The city recently posted the results of an online and paper survey conducted over two months this spring that gauged opinions on different aspects of the proposed rules, which city planners have said are intended to allow short-term room and home rentals on sites like Airbnb that currently are illegal according to city code.

Feedback from the survey, as well as from a series of public meetings held earlier this year, could influence the final proposals presented later this year to the Planning Commission and council, which would need to sign off on any changes to zoning or taxation rules.

Click for the full survey results.

A summary of the results posted along with the roughly 1,200 responses received show general support for some of the proposals, while others received mixed reviews or clear thumbs down.

Mixed results

Receiving the most disagreement from respondents was a proposed limit of 180 nights per year that a property could be rented out short term, meaning for less than 30 days at a time. The limit was among several sticking points for attendees at a public meeting in May who described such restrictions as arbitrarily set and not based on actual data.

According to the survey results, 36 percent of respondents said there should be no limit on the number of nights, while 10 percent said more nights should be allowed. Sixteen percent said fewer nights should be allowed, while 15 percent agreed with 180. Remaining respondents were either neutral or gave no response.

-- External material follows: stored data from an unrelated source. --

PR #118, opened 2026-05-12
fix: dedupe detected_events to eliminate duplicate map pins

mphacker:
## Problem

Duplicate event pins are appearing on the map for the May 10 trip — same FSD
engage/disengage event shown twice at the same coordinate. User reported this
after recent indexer/archive work.

## Root cause (chain)

1. Indexer parses a clip via path A, inserts waypoints + `detected_events`
   with `video_path = 'RecentClips/...'`.
2. Archive copies the clip to ArchivedClips, `_update_geodata_paths`
   rewrites both tables to `'ArchivedClips/...'`.
3. RecentClips file is rotated by Tesla. `purge_deleted_videos` correctly
   keeps the surviving ArchivedClips copy, but in some sequences the
   surviving-copy check NULLs `video_path` on rows it later restores
   incompletely.
4. A subsequent re-index trigger hits `_index_video`. Its dedup check keys on
   `waypoints.video_path IN (candidate_paths)` — finds zero rows because all
   the existing rows now have `video_path = NULL`.
5. `_index_video` falls through, inserts a SECOND set of waypoints AND a
   second set of `detected_events`.
6. `clock_skew_repair` (PR #107) shifts both sets to the same timestamp and
   dedupes the waypoints — but **never dedupes `detected_events`**, leaving
   duplicate pins on the map.

Production data on May 12 showed 5 duplicate event groups, all
`fsd_engage` / `fsd_disengage` on the May 10 trip 74; lower-id rows had
`video_path = NULL` and higher-id rows had ArchivedClips paths.

## Fix

Three coordinated changes — one offensive (dedupe the duplicates that already
exist), two defensive (stop new ones forming).

### 1. `clock_skew_repair._dedupe_detected_events` (offensive)

New helper groups by `(COALESCE(trip_id, -1), timestamp, lat, lon, event_type)`
and deletes all but the best-ranked survivor (non-NULL `video_path` first,
ArchivedClips over RecentClips, lowest `id`). Wired into
`_dedupe_and_recompute`, the repair script's `stats` dict, and `main()`
logging. Trip-id NULL is handled with a separate WHERE branch since SQL
`NULL = NULL` is false (sentry/saved events have `trip_id = NULL`).

### 2. `mapping_service._index_video` indexed_files fallback (defensive)

After the existing waypoints check returns empty, query `indexed_files` for
any row whose `file_path` ends in the same basename and has
`waypoint_count > 0`. If found, return `ALREADY_INDEXED` rather than
re-parse. The basename match catches the path-rewrite case
(RecentClips → ArchivedClips) and is OS-agnostic (uses `'%' || basename`,
not `'%/' || basename`).

### 3. `video_archive_service._update_geodata_paths` (cosmetic)

The INSERT that rewrites `indexed_files.file_path` on archive previously
omitted the `indexed_at` column, leaving the new row with NULL — confused
the daily stale-scan and any UI that displayed indexing recency. Carry the
original timestamp across the rewrite.

## Trip-sacred contract preserved

No trips, waypoints, or trips-related rows are deleted by the new event-dedup
pass; only redundant `detected_events` rows that share a key with a survivor
are removed. The waypoint dedup that already existed continues to keep the row
with a valid `video_path`.

## Tests

- `TestEventDedup` — 6 new tests covering keep-ranking, NULL `trip_id`
  (sentry/saved), distinct-event-type non-collapse, idempotence, and an
  end-to-end re-indexing scenario.
- `TestIndexVideo` — 1 new test for the `indexed_files` fallback dedup.
- `TestUpdateGeodataPaths` — 1 new test pinning `indexed_at` preservation.
- All 919 existing tests still pass.

## Production cleanup after deploy

Run `python3 -m services.clock_skew_repair` (the existing repair entrypoint)
on the Pi after the service restart. Its new event-dedup pass will collapse the
5 stuck duplicates. No manual SQL needed.

## Risk

Low. The new dedup logic is gated by `HAVING cnt > 1` so clean databases see
zero deletes (verified by `test_dedupe_idempotent`). The
`_index_video` fallback is additive — it only runs when the existing dedup
returns empty. The archive `indexed_at` change is a column-list addition with
the value pulled from the row being replaced.

### DIFF
--- a/scripts/web/services/clock_skew_repair.py
+++ b/scripts/web/services/clock_skew_repair.py
@@ -25,7 +25,12 @@ This script:
   4. Dedupes waypoints within each surviving trip (one row per
      ``(timestamp, lat, lon)``, keeping the row that has a
      ``video_path``).
-  5. Recomputes per-trip ``start_time``, ``end_time``, start/end
+  5. Dedupes ``detected_events`` rows that became identical after the
+     retime (one row per ``(trip_id, timestamp, lat, lon, event_type)``,
+     keeping the row that has a ``video_path``). Without this pass,
+     events that were inserted twice by the indexer survive the
+     waypoint cleanup and show as duplicate pins on the map.
+  6. Recomputes per-trip ``start_time``, ``end_time``, start/end
      coordinates, ``distance_km`` and ``duration_seconds`` and
      deletes any trip that ended up with zero waypoints.
 
@@ -299,10 +304,87 @@ def _shift_video_timestamps(conn: sqlite3.Connection,
     return len(wp_updates), len(ev_updates)
 
 
-def _dedupe_and_recompute(conn: sqlite3.Connection) -> Tuple[int, int, int]:
+def _dedupe_detected_events(conn: sqlite3.Connection) -> int:
+    """Drop duplicate ``detected_events`` rows produced by re-indexing.
+
+    When the indexer processes the same physical clip twice (which can
+    happen if ``waypoints.video_path`` was nulled by ``purge_deleted_videos``
+    between runs — the dedup at ``mapping_service._index_video`` keys on
+    ``video_path IN (...)`` and misses NULL rows), two sets of events get
+    inserted. Phase A's per-clip retime then shifts both sets to the same
+    timestamp, after which they become exact ``(trip_id, timestamp, lat,
+    lon, event_type)`` duplicates.
+
+    The earlier waypoint dedup catches the matching waypoint duplicates;
+    this function provides the analogous coverage for ``detected_events``.
+    Without it, the map UI shows the same event pin twice (one with a
+    valid ``video_path`` and one with ``video_path=NULL`` left over from
+    a prior purge).
+
+    Returns the count of rows deleted.
+
+    The "keep" ranking matches the waypoint dedup: prefer non-NULL
+    ``video_path``, prefer paths under ``ArchivedClips`` (durable SD-card
+    location) over ``RecentClips`` (Tesla's rotating buffer), break ties
+    by ``id``. ``trip_id`` is wrapped in ``COALESCE`` because Sentry/Saved
+    events have ``trip_id=NULL`` and SQL ``NULL = NULL`` is false.
+    """
+    dups = conn.execute(
+        """SELECT COALESCE(trip_id, -1) AS trip_key,
+                  timestamp, lat, lon, event_type, COUNT(*) AS cnt
+           FROM detected_events
+           WHERE timestamp IS NOT NULL
+           GROUP BY trip_key, timestamp, lat, lon, event_type
+           HAVING cnt > 1"""
+    ).fetchall()
+    deleted = 0
+    for d in dups:
+        # Positional access so the helper works whether or not the
+        # caller set ``conn.row_factory = sqlite3.Row`` (the
+        # production ``repair()`` does; isolated unit tests may not).
+        trip_key, ts, lat, lon, ev_type = d[0], d[1], d[2], d[3], d[4]
+        if trip_key == -1:
+            rows = conn.execute(
+                """SELECT id, video_path FROM detected_events
+                   WHERE trip_id IS NULL
+                     AND timestamp = ? AND lat = ? AND lon = ?
+                     AND event_type = ?
+                   ORDER BY
+                     CASE WHEN video_path IS NOT NULL AND video_path != ''
+                          THEN 0 ELSE 1 END,
+                     CASE WHEN video_path LIKE '%ArchivedClips%'
+                          THEN 0 ELSE 1 END,
+                     id""",
+                (ts, lat, lon, ev_type),
+            ).fetchall()
+        else:
+            rows = conn.execute(
+                """SELECT id, video_path FROM detected_events
+                   WHERE trip_id = ?
+                     AND timestamp = ? AND lat = ? AND lon = ?
+                     AND event_type = ?
+                   ORDER BY
+                     CASE WHEN video_path IS NOT NULL AND video_path != ''
+                          THEN 0 ELSE 1 END,
+                     CASE WHEN video_path LIKE '%ArchivedClips%'
+                          THEN 0 ELSE 1 END,
+                     id""",
+                (trip_key, ts, lat, lon, ev_type),
+            ).fetchall()
+        drop_ids = [(r[0],) for r in rows[1:]]
+        if drop_ids:
+            conn.executemany(
+                "DELETE FROM detected_events WHERE id = ?", drop_ids
+            )
+            deleted += len(drop_ids)
+    return deleted
+
+
+def _dedupe_and_recompute(conn: sqlite3.Connection) -> Tuple[int, int, int, int]:
     """Run dedup + recompute identical to ``_migrate_v2_to_v3`` phases 3+4.
 
-    Returns ``(deduped_waypoints, recomputed_trips, dropped_empty_trips)``.
+    Returns ``(deduped_waypoints, recomputed_trips, dropped_empty_trips,
+    deduped_events)``.
     """
     # --- Dedupe waypoints by (trip_id, timestamp, lat, lon) -------------
     dups = conn.execute(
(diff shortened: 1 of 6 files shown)


mphacker (commented):
## PR Review — #118

**Decision:** 💬 Comment

**Summary:** 0 critical, 0 warnings, 4 info findings across 3 production files. The fix is well-targeted, the SQL is parameterized, and the trip-sacred contract is preserved. Recommending non-blocking fixes for defense-in-depth before merge.

**Phases executed:** Code Review (Configuration, Path Traversal, Subprocess, Resource Efficiency, Power-Loss Safety) + Security Review (changed mode: SQL safety, data integrity, no new attack surface).

### Architectural notes — verified ✅

- **Trip-sacred contract preserved.** ``_dedupe_detected_events`` only deletes rows that share a complete identity key ``(COALESCE(trip_id,-1), timestamp, lat, lon, event_type)`` with at least one surviving row, and the survivor is chosen to maximize information (non-NULL ``video_path`` first, then durable ``ArchivedClips`` over rotating ``RecentClips``, then lowest ``id``). No unique events are ever deleted, no waypoints are touched, and no trips are touched. Idempotent (``HAVING cnt > 1`` gates the work).
- **NULL-trip handling is correct.** ``trip_id = NULL`` (Sentry/Saved events) is handled with ``COALESCE`` in the GROUP BY and a separate ``WHERE trip_id IS NULL`` branch in the lookup — SQL ``NULL = NULL`` would be false otherwise. The ``test_dedupe_handles_null_trip_id`` test pins this.
- **Transaction safety.** The new dedup runs inside the existing ``SAVEPOINT clock_skew_repair`` block in ``repair()``; on exception, the ROLLBACK path catches it. ``dry_run`` returns before the savepoint block, so dry runs cannot delete anything (matches existing behavior).
- **Defense-in-depth fallback in ``_index_video``** is correctly placed AFTER the canonical-key cross-folder dedup, so it only runs when ``waypoints.video_path`` is NULL (the documented purge-asymmetry case).
- **Archive ``_update_geodata_paths`` change** is a column-list addition with the value pulled from the row being replaced — zero risk of behavior change for any other column.
- **All SQL queries are fully parameterized.** No injection surface introduced.
- **No new subprocess calls, no new file I/O, no new user input flow, no new privilege use** — security surface unchanged.

### Findings

| 1 | 🔵 | L2422–L2424 | Defense-in-depth / Data integrity | LIKE pattern uses unescaped basename containing SQLite wildcard chars. Tesla filenames embed underscores (``2026-05-10_12-00-00-front.mp4``) and SQLite ``LIKE`` treats ``_`` as a single-char wildcard, so ``''%2026-05-10_12-00-00-front.mp4''`` would also match e.g. ``2026-05-10X12-00-00-front.mp4``. Practical false-positive risk on Tesla-controlled filenames is essentially zero (Tesla never produces such variants), but the safer form is ``LIKE ? ESCAPE ''\''`` with ``_`` / ``%`` / ``\`` pre-escaped in ``basename_only``. A false positive here returns ``ALREADY_INDEXED`` and silently skips indexing a legitimate new clip — a data-correctness defect, not a security one. |
| 2 | 🔵 | L2428 | Documentation | Log/comment typo: "waypoint_path may have been NULLed by purge". The column is ``waypoints.video_path``; there is no ``waypoint_path`` column anywhere in the schema. Suggest "video_path may have been NULLed by purge". |
| 3 | 🔵 | L2420–L2424 | Resource efficiency (Pi Zero 2 W) | LIKE with a leading ``%`` cannot use the ``indexed_files.file_path`` PRIMARY KEY index, so the query degenerates to a full table scan on every fall-through. ``indexed_files`` will likely stay in the low thousands of rows so the practical cost is sub-millisecond, and the fall-through path is rare (only when the primary cross-folder dedup misses), so this is not a hot-path concern today — flagging only because the indexer worker is on the documented hot path and the cost grows linearly with archive size over time. A possible improvement is adding an indexed ``basename`` column or running the LIKE only when the cross-folder check returned 0 rows AND the canonical-key candidate paths covered fewer than expected forms. Acceptable as-is; expected to address with a brief comment acknowledging the trade-off. |

#### `scripts/web/services/clock_skew_repair.py`

| 4 | 🔵 | L333, L337, L346 | Robustness | ``COALESCE(trip_id, -1)`` uses ``-1`` as a NULL sentinel. If a row in ``trips`` ever had ``id = -1`` (theoretical — SQLite autoincrement IDs are positive, but explicit inserts are possible), the GROUP BY would bucket it together with NULL-trip rows AND the ``if trip_key == -1`` lookup branch would use ``WHERE trip_id IS NULL`` and miss that row entirely, yielding an empty/incomplete ``rows`` list and an inconsistent dedup. Practical risk is essentially zero today, but the pattern is fragile — consider either (a) using a value outside the valid id range (e.g., the integer minimum) or (b) splitting into two passes (one for ``trip_id IS NULL``, one for ``trip_id IS NOT NULL``) so the NULL/non-NULL identity never collides. |

### Action Items

1. **Critical** — none.
2. **Warnings** — none.
3. **Info — expected to address in this PR (or with explicit deferral note):**
   - **#1 (LIKE escape):** Pre-escape ``_``, ``%``, ``\`` in ``basename_only`` and add ``ESCAPE ''\''`` to the LIKE clause. Consider also adding a focused test for a basename containing ``_`` to lock in the behavior.
   - **#2 (comment typo):** Trivially fix to ``video_path may have been NULLed by purge``.
   - **#3 (full-table-scan note):** Add a one-line comment near the LIKE acknowledging the fall-through-only execution and the deliberate full scan, so future readers don''t "optimize" the query in a way that breaks the cross-directory match. No code change required.
   - **#4 (sentinel value):** Either switch to two passes (NULL vs non-NULL ``trip_id``) or document the assumption that ``trips.id`` is always positive. The two-pass split is cleaner and matches the existing pattern in ``_dedupe_and_recompute`` (which doesn''t need COALESCE because it filters ``WHERE trip_id IS NOT NULL``).

### Test coverage observations

- ``TestEventDedup`` covers all the documented cases: archive-vs-NULL preference, ArchivedClips-vs-RecentClips preference, NULL ``trip_id``, distinct event types not collapsed, idempotence, and the end-to-end re-index scenario. Excellent coverage.
- ``test_indexed_files_fallback_dedup_when_video_path_nulled`` correctly simulates the purge-NULL anomaly and pins both the ``ALREADY_INDEXED`` outcome and the no-new-rows invariant.
- ``test_indexed_at_is_preserved_across_archive`` is the right pin for the ``indexed_at`` regression. The legacy ``indexed_at = NULL`` case is not exercised, but that''s acceptable — the bug being fixed is the loss of a previously-set value, not the absence of one.

### Production cleanup verification

The PR description correctly identifies that running ``python3 -m services.clock_skew_repair`` after deploy will collapse the existing 5 stuck duplicates. The new dedup is wired into ``_dedupe_and_recompute``, which runs inside the standard ``repair()`` flow — confirmed by reading L640 in the modified ``repair()`` function. No manual SQL needed. ✅

mphacker:
All 4 info findings from the review have been addressed in commit 02680b2.

| # | Finding | Resolution |
|---|---------|-----------|
| 1 | Unescaped `_` in LIKE pattern (Tesla filenames contain underscores; SQLite `_` = any single char) | Escape `\\`, `%`, `_` in the basename and use `LIKE ? ESCAPE '\\'`. Added regression test `test_indexed_files_fallback_does_not_overmatch_underscore`. |
| 2 | Comment typo `waypoint_path` → `video_path` | Fixed. |
| 3 | Leading `%` LIKE forces full table scan | Documented the trade-off: `indexed_files` is small (one row per indexed clip), and the fallback runs at most once per `_index_video` invocation. |
| 4 | `-1` sentinel via `COALESCE` is fragile | Refactored `_dedupe_detected_events` into two explicit passes (`trip_id IS NOT NULL` and `trip_id IS NULL`). Same behavior, no sentinel collision risk, more explicit SQL semantics. All 6 `TestEventDedup` tests still cover both branches. |

All 920 tests pass (added 1 new test for #1).

Ready for re-review or merge.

A question on whether both property owners and tenants of a residential unit should be allowed to operate the unit as a rental also produced a mixed bag of responses. The proposal would require tenants to secure property owner approval, and condos and co-ops would require association board approval. Operators also would need to prove primary residency by residing at the property at least 185 days a year.

Forty percent of respondents liked that proposal, while 35 percent disagreed, with 230 of those respondents saying that primary residency should not be required. Forty-nine respondents who disagreed said tenants should not be allowed to operate rentals.

Mixed results also came from a question on whether to limit the number of rentable units in a multifamily or mixed-use building to nine units or 25 percent of the total number of units, whichever is less. Thirty-one percent agreed, 29 percent disagreed and 25 percent said they were neutral. Eighty responses called for no limit, while 43 said fewer units should be permitted.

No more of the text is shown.